→ Your task
What lines of the data below hold "github"? Show them.
+ + + + + + +
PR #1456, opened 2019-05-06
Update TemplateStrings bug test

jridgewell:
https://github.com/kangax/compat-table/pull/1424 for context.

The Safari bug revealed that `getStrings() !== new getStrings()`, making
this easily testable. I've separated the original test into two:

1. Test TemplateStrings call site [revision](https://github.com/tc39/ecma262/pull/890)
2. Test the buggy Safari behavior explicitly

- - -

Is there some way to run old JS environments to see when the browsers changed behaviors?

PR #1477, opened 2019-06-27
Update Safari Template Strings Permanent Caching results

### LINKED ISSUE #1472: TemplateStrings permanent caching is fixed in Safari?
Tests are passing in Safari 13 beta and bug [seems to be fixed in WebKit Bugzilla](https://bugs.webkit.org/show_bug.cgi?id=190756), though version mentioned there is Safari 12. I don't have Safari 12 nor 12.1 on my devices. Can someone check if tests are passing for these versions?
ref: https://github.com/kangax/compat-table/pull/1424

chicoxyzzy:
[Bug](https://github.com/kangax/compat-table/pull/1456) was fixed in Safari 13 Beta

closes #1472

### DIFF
+ + + + + + +
→ The answer
https://github.com/kangax/compat-table/pull/1424 for context.
1. Test TemplateStrings call site [revision](https://github.com/tc39/ecma262/pull/890)
ref: https://github.com/kangax/compat-table/pull/1424
[Bug](https://github.com/kangax/compat-table/pull/1456) was fixed in Safari 13 Beta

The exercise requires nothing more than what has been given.